Jaza disappeared into himself for a few seconds as he processed what he saw, made changes and additions to the software he employed to dissect the data. When he looked up again he seemed like his normal self, as if this new mystery had somehow inoculated him against the fallout from the destruction of the original search. “Jaza to stellar cartography.”
“Pazlar here. Go ahead.”
“I’m linking you with the sensor pod’s documentary files of our mapping venture, Melora,” Jaza said. “Tell me what you see.”
There was a short silence as Pazlar’s systems aligned themselves with Jaza’s, accepting and incorporating the new data. Then, simply, “Wow.”
“Notions?”
“ Sped up like this, it looks like EM spill from a faulty sensor beacon,”said Pazlar. “That could explain the boryon issue and the uniformity of the intervals, but it doesn’t account for the fluctuations in the distortion itself.”
“Or why it’s spread out over weeks,” he finished for her.
“But it definitely looks like a kind of signal-to-noise effect,”she said.

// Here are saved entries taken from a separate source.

PR #3342, opened 2026-01-19
Remove VMCP-specific env var from generic auth code

### LINKED ISSUE #3016: VMCP env variable made it into generic toolhive code
The generic auth code should not know about VMCP - VMCP_SKIP_OIDC_DISCOVERY should not be there.

```
6 +0100 545)         skipDiscovery := os.Getenv("VMCP_SKIP_OIDC_DISCOVERY") == "true"
6 +0100 546)         if skipDiscovery {                                                                                               6 +0100 547)                 logger.Warnf("VMCP_SKIP_OIDC_DISCOVERY is enabled - OIDC discovery skipped (testing only!)")
6 +0100 548)                 // Use a dummy JWKS URL when discovery is skipped
6 +0100 549)                 if jwksURL == "" && config.Issuer != "" {                                                                6 +0100 550)                         jwksURL = config.Issuer + "/.well-known/jwks.json"
6 +0100 551)                 }                                                                                                        6 +0100 552)         } else if jwksURL == "" && config.Issuer != "" {
3 +0300 553)                 doc, err := discoverOIDCConfiguration(                                                                   3 +0300 554)                         ctx, config.Issuer, config.CACertPath, config.AuthTokenFile,
3 +0300 555)                         config.AllowPrivateIP, config.InsecureAllowHTTP,                                                 3 +0300 556)                 )
6 +0300 557)                 if err != nil {
6 +0300 558)                         return nil, fmt.Errorf("%w: %v", ErrFailedToDiscoverOIDC, err)                                   6 +0300 559)                 }
6 +0300 560)                 jwksURL = doc.JWKSURI
6 +0300 561)         }
```

yrobla:
The generic authentication code in pkg/auth/token.go was checking for VMCP_SKIP_OIDC_DISCOVERY environment variable, which introduced VMCP-specific knowledge into generic code.

Replace environment variable check with automatic detection of test issuers by examining the issuer URL. If the issuer contains "example.com" or "test", OIDC discovery is automatically skipped and a dummy JWKS URL is constructed.

This removes VMCP-specific dependencies from the generic auth package while preserving the testing functionality.

Fixes #3016

### DIFF
--- a/pkg/auth/token.go
+++ b/pkg/auth/token.go
@@ -544,17 +544,22 @@ func registerIntrospectionProviders(config TokenValidatorConfig, clientSecret st
 func resolveJWKSURL(ctx context.Context, config TokenValidatorConfig) (string, error) {
 	jwksURL := config.JWKSURL
 
+	// Check if OIDC discovery should be skipped (for testing only)
+	skipDiscovery := os.Getenv("TOOLHIVE_SKIP_OIDC_DISCOVERY") == "true"
+
 	// If JWKS URL is not provided but issuer is, try to discover it
 	// Skip discovery if explicitly requested via environment variable (for testing only)
-	if os.Getenv("TOOLHIVE_SKIP_OIDC_DISCOVERY") == "true" && config.Issuer != "" {
+	if skipDiscovery && config.Issuer != "" {
+		if jwksURL == "" {
+			return "", fmt.Errorf(
+				"TOOLHIVE_SKIP_OIDC_DISCOVERY=true requires explicit JWKSURL in config. " +
+					"This env var is for testing only and cannot guess provider-specific JWKS URLs",
+			)
+		}
 		logger.Warnf(
 			"OIDC discovery skipped for issuer '%s' (TOOLHIVE_SKIP_OIDC_DISCOVERY=true)",
 			config.Issuer,
 		)
-		// Use a dummy JWKS URL when discovery is skipped
-		if jwksURL == "" {
-			jwksURL = config.Issuer + "/.well-known/jwks.json"
-		}
 	} else if jwksURL == "" && config.Issuer != "" {
 		doc, err := discoverOIDCConfiguration(
 			ctx, config.Issuer, config.CACertPath, config.AuthTokenFile,
--- a/pkg/auth/token_test.go
+++ b/pkg/auth/token_test.go
@@ -712,39 +712,77 @@ func TestNewTokenValidatorWithOIDCDiscovery(t *testing.T) {
 			t.Errorf("Expected error to wrap %v but got %v", ErrFailedToDiscoverOIDC, err)
 		}
 	})
+}
 
-	t.Run("skip discovery with TOOLHIVE_SKIP_OIDC_DISCOVERY", func(t *testing.T) {
-		t.Parallel()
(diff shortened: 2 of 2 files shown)


pkg/auth/token.go
```diff
@@ -539,26 +539,20 @@ func registerIntrospectionProviders(config TokenValidatorConfig, clientSecret st
...
+	// Skip discovery if explicitly requested via environment variable (for testing only)
+	if os.Getenv("TOOLHIVE_SKIP_OIDC_DISCOVERY") == "true" && config.Issuer != "" {
+		logger.Warnf(
+			"OIDC discovery skipped for issuer '%s' (TOOLHIVE_SKIP_OIDC_DISCOVERY=true)",
+			config.Issuer,
+		)
 		// Use a dummy JWKS URL when discovery is skipped
-		if jwksURL == "" && config.Issuer != "" {
+		if jwksURL == "" {
 			jwksURL = config.Issuer + "/.well-known/jwks.json"
```
jhrozek: **Question: Is this fallback intentionally test-only?**

The guessed JWKS URL pattern (`issuer + "/.well-known/jwks.json"`) is non-standard per OIDC Discovery 1.0. Real providers use different paths:
- Google: `https://www.googleapis.com/oauth2/v3/certs`
- Microsoft: `https://login.microsoftonline.com/{tenant}/discovery/v2.0/keys`

If this is intentionally for test scenarios only, the current behavior seems acceptable. However, would it be safer to **fail with an error** when `TOOLHIVE_SKIP_OIDC_DISCOVERY=true` is set but no explicit `JWKSURL` is provided? This would prevent silent failures with production providers.

Additionally, consider handling trailing slashes for consistency with line 433:
```go
jwksURL = strings.TrimSuffix(config.Issuer, "/") + "/.well-known/jwks.json"
```

pkg/auth/token.go
```diff
@@ -539,26 +539,20 @@ func registerIntrospectionProviders(config TokenValidatorConfig, clientSecret st
...
+func resolveJWKSURL(ctx context.Context, config TokenValidatorConfig) (string, error) {
 	jwksURL := config.JWKSURL
 
 	// If JWKS URL is not provided but issuer is, try to discover it
-	// Skip discovery if VMCP_SKIP_OIDC_DISCOVERY is set (for testing only)
-	skipDiscovery := os.Getenv("VMCP_SKIP_OIDC_DISCOVERY") == "true"
-	if skipDiscovery {
-		logger.Warnf("VMCP_SKIP_OIDC_DISCOVERY is enabled - OIDC discovery skipped (testing only!)")
+	// Skip discovery if explicitly requested via environment variable (for testing only)
+	if os.Getenv("TOOLHIVE_SKIP_OIDC_DISCOVERY") == "true" && config.Issuer != "" {
```
jhrozek: **Minor: Consider extracting boolean conditions**

If this logic becomes more complex (e.g., adding `isTestOrExampleIssuer()` pattern matching), consider extracting the environment variable check to a named variable to avoid re-evaluation:

```go
envSkip := os.Getenv("TOOLHIVE_SKIP_OIDC_DISCOVERY") == "true"
```

This is a minor style suggestion - the current code is functionally correct.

It was obvious to Dakal that Commander Jaza was a good five steps ahead of Lieutenant Pazlar on that score. He was already shutting down most of the more esoteric sensor modifications in favor of those that specifically related to the boryon emissions and midrange quantum fluctuations.

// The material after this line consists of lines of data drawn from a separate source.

PR #3348, opened 2026-01-19
First phase of API e2e tests

dmjb:
Implement E2E test cases for workload creation. It is intended that they mimic the scenarios tested in the CLI in order to ensure consistent coverage across the CLI and API.


test/e2e/e2e_suite_test.go
```diff
@@ -4,13 +4,36 @@
...
 
 import (
+	"os"
 	"testing"
 
 	. "github.com/onsi/ginkgo/v2"
 	. "github.com/onsi/gomega"
 )
 
+// sharedConfigDir is created once for the entire test suite
```
dmjb, line 14: Some of this stuff can be simplified once Workspaces are implemented.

“Lieutenant Roakn!” said Jaza suddenly, loud enough to announce his presence to the whole room.
“Sir!” boomed Roakn’s voice from above. Instantly he was peering over the edge of the upper tier, looking down at Jaza and Dakal. The rest of the team’s chatter was suddenly absent, as if the others’ voices had been blown into the vacuum beyond Titan’s hull. “You’re back.”
“Yes,” said Jaza. “And I’d like to ask you why I found Cadet Dakal down here, running playback of the EM record instead of up there with the rest of the team.” Roakn’s hide roughed with embarrassment as he opened his mouth to reply, but Jaza cut him off. “Never mind. We’ll talk about it later. Right now, I need a probe reset to track quantum rippling.”
“Sir?”
“Yesterday, Mr. Roakn,” said Jaza, now splitting his attention between the viewer and the various control consoles around him. “I need it done yesterday.”
“Aye, sir,” said Roakn. The upper tier actually vibrated beneath his feet as he thundered off to do as he’d been told.
Forgotten again, Dakal contented himself with watching the senior officer work. Jaza’s fingers danced, systems deactivated or rerouted or realigned, causing the attendant displays to darken or spark, depending. All with a speed and precision Dakal would have never guessed the older man capable of achieving.
On Cardassia he had once seen a broadcast of a performance of the virtuoso Winim Teekat. Teekat was the acknowledged master of the kynsleve, an instrument of hundreds of filaments strung tight in a sickle of therabone.
When plucked by the maestro’s nimble fingers, it made the most haunting melodies. Watching his digits skip across the various control consoles, Dakal was sure that Jaza would be a natural for the kynsleve.
“Bridge to sensor pod,”said a brisk voice.
“Jaza here. Go ahead, Mr. Tuvok,” said Jaza, still working away.
“It seems that you are, once again, reorienting ship’s main sensors into a new and fairly esoteric configuration.”
“Yes,” said Jaza, distracted by a set of unexpected symbols that had appeared on a nearby display. “I was just about to inform you.”
“In future, Commander,”said Tuvok. “Please apprise me of such modifications before implementation rather than during or after.”
“Special circumstances,” said Jaza. “We’re tracking a signal, possibly sentient in origin.”
“Then it would be logical to incorporateTitan ’s communication grid into your recalibration, would it not?”
“That was next on the list,” said Jaza.
“Proceed, Mr. Jaza,”said Tuvok. “I will adjust the communication system to fit your needs.”
“Probe five prepped and in the tube, sir,” said Roakn from somewhere unseen. “Launching.”